Over the past two years, doctors have been testing different pain medicines and using anesthesia to block nerves during surgery.

Jason Zeeman was one of those patients.

Zeeman was first introduced to opioids 19 years ago, when he broke his back in a motorcycle accident.

Because of what he called an addiction, Zeeman said he spent over a decade locked up in jail.

“I’ve been in and out all kinds of recovery based rehab facilities,” Zeeman said.

The pills never took his pain away and the longer he was addicted, Zeeman said, the more he felt shame and guilt.

“You’ll do anything to get rid of that feeling,” said Zeeman. “It’s the worst feeling that I’ve ever felt.”

In November of 2019, Zeeman needed inguinal hernia surgery, but he never wanted to feel the way opioids made him feel, again.

Zeeman asked his doctors not to prescribe him opioids.

“I wanted to be able to have the tools to function and have resources to where I didn’t have to go back,” said Zeeman.

That’s when doctors offered to let Zeeman test their new, opioid-free surgery program.

Will Shakespeare, the medical director of surgical operations and anesthesiology for Intermountain Healthcare said they would use anesthesia to block Zeeman’s nerves.

“Similar to what you would get at the dentist, where they put numbing medicine around the area that they’re working, we do a targeted injection,” said Shakespeare.

In doing so, Shakespeare said they learned their patients were healing faster and feeling better.

Now, doctors have a new app for them and their patients to keep track of how many pills they’re taking.

Nathan Richards, the medical director for Intermountain Healthcare’s surgical specialties clinical program said the app shows the distribution of what patients are taking and what the average dosage is.

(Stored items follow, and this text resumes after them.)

PR #455, opened 2024-11-03
feat(ecmascript): Implement dataview `get` and `set` methods

### LINKED ISSUE #152: DataView builtin functions

eliassjogreen:
I implemented the `get*` and `set*` methods but it may still not be entirely correct due to the `get_offset_by_byte` and `set_offset_by_byte` methods I added to `DataBlock`. I also added a few methods to the `Viewable` which I am somewhat unsure about if it's the correct approach.

Closes #152


nova_vm/src/ecmascript/builtins/array_buffer/abstract_operations.rs
```diff
@@ -366,39 +376,49 @@ pub(crate) fn get_raw_bytes_from_shared_block(
...
     // 4. Let elementSize be the Element Size value specified in Table 71 for Element Type type.
+    // 3. Let block be arrayBuffer.[[ArrayBufferData]].
+    let block = agent[array_buffer].get_data_block();
     // 5. If IsSharedArrayBuffer(arrayBuffer) is true, then
     // a. Assert: block is a Shared Data Block.
     // b. Let rawValue be GetRawBytesFromSharedBlock(block, byteIndex, type, isTypedArray, order).
     // 6. Else,
     // a. Let rawValue be a List whose elements are bytes from block at indices in the interval from byteIndex (inclusive) to byteIndex + elementSize (exclusive).
     // 7. Assert: The number of elements in rawValue is elementSize.
+    // TODO: Add [[LittleEndian]] to the agent record.
```
aapoalas, line 399: **note:** The LE status of the Agent record depends on just the machine's natural LE status, so this should instead be a build config thing basically. On BE build targets it'll be BE but otherwise LE.

nova_vm/src/ecmascript/builtins/array_buffer/abstract_operations.rs
```diff
@@ -366,39 +376,49 @@ pub(crate) fn get_raw_bytes_from_shared_block(
...
 /// isLittleEndian (a Boolean) and returns a List of byte values.
-pub(crate) fn numeric_to_raw_bytes(
-    _array_buffer: ArrayBuffer,
-    _type: (),
-    _value: Number,
-    _is_little_endian: bool,
-) {
+pub(crate) fn numeric_to_raw_bytes<T: Viewable>(
+    agent: &mut Agent,
+    gc: GcScope<'_, '_>,
```
aapoalas, line 418: **issue:** This cannot trigger GC and thus shouldn't take the GC scope.

nova_vm/src/ecmascript/builtins/data_view/abstract_operations.rs
```diff
@@ -143,3 +154,151 @@ pub(crate) fn is_view_out_of_bounds(
...
+    view: Value,
+    request_index: Value,
+    is_little_endian: Value,
+) -> JsResult<Value> {
+    // 1. Perform ? RequireInternalSlot(view, [[DataView]]).
+    // 2. Assert: view has a [[ViewedArrayBuffer]] internal slot.
+    let view = require_internal_slot_data_view(agent, view)?;
+
+    // 3. Let getIndex be ? ToIndex(requestIndex).
+    let get_index = to_index(agent, gc, request_index)? as usize;
```
aapoalas, line 178: **suggestion:** Do an fast-path for if index and LE being integer and Boolean (or undefined) respectively. We can avoid the calls and having to pass GC token (this will become very relevant in the future.)

nova_vm/src/ecmascript/builtins/array_buffer/abstract_operations.rs
```diff
@@ -422,29 +447,40 @@ pub(crate) fn numeric_to_raw_bytes(
...
 /// optional argument isLittleEndian (a Boolean) and returns UNUSED.
-pub(crate) fn set_value_in_buffer(
-    _array_buffer: ArrayBuffer,
-    _byte_index: u32,
-    _type: (),
-    _value: Value,
+#[allow(clippy::too_many_arguments)]
+pub(crate) fn set_value_in_buffer<T: Viewable>(
+    agent: &mut Agent,
+    gc: GcScope<'_, '_>,
```
aapoalas, line 453: **note:** Same thing here, this cannot trigger GC.

nova_vm/src/ecmascript/builtins/structured_data/data_view_objects/data_view_prototype.rs
```diff
@@ -248,184 +249,364 @@ impl DataViewPrototype {
...
-        _: ArgumentsList,
+        agent: &mut Agent,
+        gc: GcScope<'_, '_>,
+        this_value: Value,
+        arguments: ArgumentsList,
     ) -> JsResult<Value> {
-        todo!()
+        let byte_offset = arguments.get(0);
+        // 2. If littleEndian is not present, set littleEndian to false.
+        let little_endian = if arguments.len() > 1 {
```
aapoalas, line 289: **thought:** Because `to_boolean` cannot throw any errors, we could perform that transform here and call `get_view_value` with an actual bool.

nova_vm/src/ecmascript/types/spec/data_block.rs
```diff
@@ -61,18 +67,248 @@ mod private {
     impl Sealed for f64 {}
 }
 
-pub trait Viewable: private::Sealed {}
+pub trait Viewable: private::Sealed + Copy {
+    fn is_bigint_type() -> bool;
```
aapoalas, line 71: **nitpick:** this could be an associated const.

nova_vm/src/ecmascript/types/spec/data_block.rs
```diff
@@ -61,18 +67,248 @@ mod private {
...
+    fn into_be_value(self, agent: &mut Agent) -> Value;
+    fn into_le_value(self, agent: &mut Agent) -> Value;
+    fn from_le_value(agent: &mut Agent, gc: GcScope<'_, '_>, value: Value) -> Self;
+    fn from_be_value(agent: &mut Agent, gc: GcScope<'_, '_>, value: Value) -> Self;
+}
```
aapoalas, line 76: **note:** to and from ne (natural alignment of the machine) might be of use as well.

nova_vm/src/ecmascript/types/spec/data_block.rs
```diff
@@ -61,18 +67,248 @@ mod private {
...
+
+impl Viewable for u8 {
+    fn is_bigint_type() -> bool {
+        false
+    }
+
+    fn into_be_value(self, _: &mut Agent) -> Value {
+        Value::from(self.to_be())
```
aapoalas, line 84: **nitpick:** No need to call these no-ops.

nova_vm/src/ecmascript/types/spec/data_block.rs
```diff
@@ -61,18 +67,248 @@ mod private {
...
+    }
+
+    fn into_le_value(self, _: &mut Agent) -> Value {
+        Value::from(self.to_le())
+    }
+
+    fn from_be_value(agent: &mut Agent, gc: GcScope<'_, '_>, value: Value) -> Self {
+        value.to_real(agent, gc).unwrap() as Self
```
aapoalas, line 92: **suggestion:** These methods definitely call for fast-paths for integers.

Eventually we'll probably want separate methods for a "try from Value" variants that can't trigger GC.

aapoalas (changes requested):
Had a few minor issues and some suggestions, but in general looks pretty damn good to me! Good job and thank you <3

nova_vm/src/ecmascript/builtins/array_buffer/abstract_operations.rs
eliassjogreen: Required because the `to_*` conversion functions called by `from_le_value` and `from_be_value` require the GC token.

nova_vm/src/ecmascript/types/spec/data_block.rs
eliassjogreen: I just realized these should follow the conversion table of typed arrays:
https://tc39.es/ecma262/#table-the-typedarray-constructors

But yes, making these (or even the `to_*` functions) not require GC would be a very nice thing.

nova_vm/src/ecmascript/builtins/array_buffer/abstract_operations.rs
eliassjogreen: The `from_le_value` and `from_be_value` require the GC scope due to the `to_*` functions they call internally.

nova_vm/src/ecmascript/builtins/data_view/abstract_operations.rs
```diff
@@ -143,3 +154,147 @@ pub(crate) fn is_view_out_of_bounds(
...
+) -> JsResult<Value> {
+    // 1. Perform ? RequireInternalSlot(view, [[DataView]]).
+    // 2. Assert: view has a [[ViewedArrayBuffer]] internal slot.
+    let view = require_internal_slot_data_view(agent, view)?;
+
+    // 3. Let getIndex be ? ToIndex(requestIndex).
+    let get_index = to_index(agent, gc.reborrow(), request_index)? as usize;
+
+    // 4. If IsBigIntElementType(type) is true, let numberValue be ? ToBigInt(value).
+    let number_value = if T::IS_BIGINT {
```
aapoalas, line 248: **suggestion:** I think if we add a `T::NumberValueType` which is `Number` for non-64-bit viewables and `BigInt` for the rest, then we can here do `let number_value: T::NumberValueType = if T::IS_BIGINT`, and then the `from_xe_value` variants won't need `gc` anymore as they're always converting from `Number` to  native type or from `BigInt` to native type.

nova_vm/src/ecmascript/builtins/structured_data/data_view_objects/data_view_prototype.rs
aapoalas, line 1: **praise:** This file is a joy on the eyes <3 Great work with this <3

nova_vm/src/ecmascript/builtins/data_view/abstract_operations.rs
aapoalas: Yeah, `to_boolean` can be skipped unconditionally, I forgot that it cannot trigger GC anyhow.

We can also skip the "fast path" for `to_index`. Eventually we'll want to employ those... Or maybe I'll change the APIs for `to_index` and similar kinds of functions now that I think about it... The thing is that if we know statically that we're not calling any JavaScript code, then we don't need to prepare for GC which means we don't won't need to perform any rooting of Values using `Local<Value>`. But actually indeed it's probably better to eventually turn `to_index` into something like this:

```rs
fn to_index(agent: &mut Agent, index: Value, on_needs_gc: FnMut(&mut Agent, Object) -> JsResult<Number>) -> JsResult<Number> { ... }
```

... well, not this exactly. But something where effectively the caller provides a callback that the method can use to signal that it is about to call into JavaScript and the caller should store its Values into Locals.

nova_vm/src/ecmascript/types/language/bigint.rs
```diff
@@ -502,7 +520,6 @@ impl BigInt {
         }
     }
 
-    /// ### [
```
aapoalas, line 505: **praise:** Nice catch!

aapoalas (approved):
Looks good to me, though I had a suggestion through which we can still avoid passing GC into the `set_view_value` method.

nova_vm/src/ecmascript/builtins/data_view/abstract_operations.rs
eliassjogreen: I'll leave that for a future improvement of the `Viewable` trait. We'll also need a `IS_CLAMPED` trait const or something for when we implement clamped arrays.

nova_vm/src/ecmascript/abstract_operations/type_conversion.rs
```diff
@@ -707,6 +707,69 @@ pub(crate) fn string_to_big_int(_agent: &mut Agent, _argument: String) -> Option
...
+
+    argument: Value,
+) -> JsResult<i64> {
+    // 1. Let n be ? ToBigInt(argument).
+    let n = to_big_int(agent, gc, argument)?;
+
+    // 2. Let int64bit be ℝ(n) modulo 2**64.
+    match n {
+        BigInt::BigInt(heap_big_int) => {
+            let int64bit = agent[heap_big_int].data.clone() % u64::MAX;
```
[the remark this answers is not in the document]
eliassjogreen: Correct! Managed to wrangle the bigints to i64 and u64 respectively. Also tested it against the test262 tests and it seems to function correctly.

nova_vm/src/ecmascript/abstract_operations/type_conversion.rs
```diff
@@ -707,6 +707,69 @@ pub(crate) fn string_to_big_int(_agent: &mut Agent, _argument: String) -> Option
...
+///
+/// The abstract operation ToBigInt64 takes argument argument (an ECMAScript
+/// language value) and returns either a normal completion containing a BigInt
+/// or a throw completion. It converts argument to one of 2**64 BigInt values
+/// in the inclusive interval from ℤ(-2**63) to ℤ(2**63 - 1).
+#[inline(always)]
+pub(crate) fn to_big_int64(
+    agent: &mut Agent,
+    gc: GcScope<'_, '_>,
+
```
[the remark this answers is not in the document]
eliassjogreen: Ah, lots (~700) of matches for those empty lines after the gc parameter, might be nice to do a formatting and cleaning up PR in the future for those.

eliassjogreen:
@aapoalas Ready to merge when you are :)

nova_vm/src/ecmascript/abstract_operations/type_conversion.rs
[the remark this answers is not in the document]
aapoalas: Yeah. I thought and trusted that cargo fmt would do it for me automatically but seemingly it didn't. Hence why they got left in.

“Now, I could say write for six pills,” said Richards. “Instead of routinely writing for 30 to 40 tablets.”

Intermountain has reduced their opioid prescriptions by 7 million in two years.

A heartening number, knowing overdosing on prescription pills is still the leading cause of death, here in Utah.

The cost of opioid-free surgery inside the hospital is more expensive, but Richards said there is a quicker recovery time, no post-surgery prescriptions to purchase and ultimately, you feel better.

For Zeeman, it means living an addiction-free life.

“The best part is, you don’t have to worry about going and being able to do something,” said Zeeman. “You become active in all aspects of your own life.”